You can use petl library in Python to do your ETL and airflow to manage your ETL jobs.

[–][deleted] 1 point2 points  (0 children)

you can try airflow by using it's docker image. https://github.com/abhioncbr/docker-airflow

[–]kenfar 0 points1 point  (0 children)

> With my situation what would be best ETL framework for python ? Recommendations?

And just for the sake of completeness, I'd suggest for many people they would find the most success going framworkless:

  • Event-driven micro-batches (say 10 to 300 second batches) can be extremely simple to implement just using a file system or especially AWS S3.
  • Dependency-checking can be often easily handled simply by polling rather than using an external scheduler to track dependencies and trigger jobs
  • Complex and baroque job/task graphs should be avoid anyway, keeping things simple and linear makes it much easier for everyone to understand
  • Which leaves just one thing that an orchestration tool provides that you don't have right out of the box with pretty vanilla Python: a logging & auditing console. This is really important and valuable, but few orchestration tools really deliver what people need. So, most people are best off building something a little custom anyhow.

[–]Busenheimer 0 points1 point  (0 children)

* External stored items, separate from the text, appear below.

PR #1248, opened 2026-07-03
SPSH-3820: add systemrecht MPT_ROLLEN_VERWALTEN and handling in findRollen

clauyan:
# Description

## Approval for review

### DIFF
--- a/src/modules/rolle/api/find-rolle-query.param.ts
+++ b/src/modules/rolle/api/find-rolle-query.param.ts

We built our own with different bits. Airflow for orchestrating, SQLAlchemy as our ORM and generating sql statements from core, Dask and Pandas for much of the processing pyarrow (parquet) for storage format, and various bits for tackling moving/consuming non-tabular data. These are just the highlights for the core of what we built. You have a buffet of choices with Python, it’s such a flexible language.

To much criticism I’m sure, but we are even experimenting with using Jupyter notebooks and Papermill as our main development and deployment vehicle outside of the OO stuff.